Rep. Israel said, “PACE bonds will help Long Island property owners save money while creating new opportunities and new jobs for local clean energy businesses. There’s over $400 million in competitive funds for PACE demonstration projects and it’s important that New York’s towns cooperate rather than compete for this money.”

U.S. Senator Charles E. Schumer said, “This is an historic opportunity for Long Island. The Green Homes initiative was born right here on Long Island and there’s no better place for this type of investment.”

LIPA CEO Kevin Law said, “LIPA is pleased to be a part of this coordinated strategy for expanding opportunities for residential and commercial energy efficiency retrofits across these 8 townships and throughout our service area., said Long Island Power Authority President and CEO Kevin S. Law. “We have seen that this type of municipal utility partnership can result in significant energy reductions and lower bills for our customers by coordinating LIPA’s Efficiency Long Island Program with the Town of Babylon’s Long Island Green Homes program and leveraging our respective funds. In furthering this regional effort, LIPA will continue to help provide BPI training and certification for contractors who are looking to create or expand their businesses to provide audits and energy efficiency improvements and we will coordinate our efforts with the Consortium’s training efforts, to stimulate jobs in this industry.”

CDCLI Executive Director MaryAnn Garvin said, “CDC of Long Island is delighted to be the applicant for the DOE grant on behalf of the municipalities that are each demonstrating exceptional leadership and creating an amazing opportunity for the residents in their towns to have an energy efficient home.”

Also supporting the application is the Long Island Builders Institute, the Building Performance Contractors Association, the Long Island chapter of the US Green Building Council, the Long Island chapter of the Sierra Club, Long Island Apollo Alliance, the Workforce Development Institute, Renewable Energy Long Island, Local 7 United Brotherhood of Carpenters, Local 25 International Brotherhood of Electric Workers, Local 200 United Association of Plumbers and the Building, Construction Trades Council of Nassau and Suffolk Counties and the Green Mechanical Council.
The Green Mechanical Council would like to applaud our members, The Babylon Project, Town of Babylon, who was brave enough to initiate this project last summer.
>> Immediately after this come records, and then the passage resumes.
PR #1680, opened 2020-08-03
Partial assembly gradient operator

barker29:
This PR is superseded by #1761, which includes all the useful code from this PR.

This PR implements a PA gradient operator, which is an `Interpolator` rather than an `Integrator` type object. As a result, it has some different behavior related to `Add` and `Set` values that as I understand it has not been implemented in a PA way before.

TODO:
- [x] clean up code (comments, todos)
- [ ] make an example (perhaps Hiptmair smoothing)
- [ ] more efficient kernels
- [ ] test with AMR (may be out of scope)


fem/bilininteg_hcurl.cpp
```diff
@@ -1802,6 +1802,536 @@ void PAHcurlH1Apply3D(const int D1D,
...
+                                   const Vector &_x,
+                                   Vector &_y)
+{
+   auto B = Reshape(_B.Read(), c_dofs1D, c_dofs1D);
+   auto G = Reshape(_G.Read(), o_dofs1D, c_dofs1D);
+
+   auto x = Reshape(_x.Read(), c_dofs1D, c_dofs1D, c_dofs1D, NE);
+   auto y = Reshape(_y.ReadWrite(), (3 * c_dofs1D * c_dofs1D * o_dofs1D), NE);
+
+   Vector pxwork1(c_dofs1D * c_dofs1D * c_dofs1D);
```
dylan-copeland, line 1968: In existing PA kernels in MFEM, usually arrays like this are defined with something like `double a[m][n][p]` inside the `MFEM_FORALL`. Is there a difference between that and the `ReadWrite` used here, in terms of how the memory is allocated and used?

barker29: Probably? The Nedelec dofs come in three separate groups (x, y, z directions), and each one of those groups has size `c_dofs * c_dofs * o_dofs`. I wasn't sure the best way to organize that, I chose this and got it to work, but probably there's more efficient ways for memory access etc.

barker29: Oh, I misunderstood your comment (thought you were talking about line 1966). You are right and I should probably change the way `pxwork1` is allocated.

dylan-copeland: I am not familiar enough with the memory management to know the details of the difference, so it is unclear to me whether a change is needed. The GPU experts should have more insight (@camierjs @YohannDudouit ).

YohannDudouit: I agree with @dylan-copeland you should declare these inside the `MFEM_FORALL`, currently this generates a lot a memory allocations/deallocations which are very expensive on GPU. I'm also suspicious that this code works on GPU, because all the threads compute in the same memory space. If you declare the the `Vector` inside the `MFEM_FORALL` using arrays, then the memory space is private to each thread.

fem/bilininteg_hcurl.cpp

We also recognize our member and good friends at local 200 United Association of Plumbers, Pipefitters, Welders and HVAC Techs, the town of Islip, along with our friends at the Local 25 International Brotherhood of Electric Workers.

This has been a great project for the Green Mechanical Council to be involved with and we look forward to the continued work ahead utilizing not only our educational programs, such as the Green Awareness Certification and the Energy Auditor Training Program, but also hopes of getting our manufacturers of green products involved also.